### To do
Set down the complete data exactly as it appears below.

Start of The data

PR #636, opened 2025-12-09
feat: Modified how `Context::current_time` is initialized to allow for negative time.

RobertJacobsonCDC:
We initialize to the sentinel `f64::NEG_INFINITY` upon construction. Then when a concrete value is needed we initialize (in `Context::get_current_time`) to the min of smallest scheduled plan time or 0.0.

### DIFF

End of The data

### Exercise solution
PR #636, opened 2025-12-09
feat: Modified how `Context::current_time` is initialized to allow for negative time.

RobertJacobsonCDC:
We initialize to the sentinel `f64::NEG_INFINITY` upon construction. Then when a concrete value is needed we initialize (in `Context::get_current_time`) to the min of smallest scheduled plan time or 0.0.

### DIFF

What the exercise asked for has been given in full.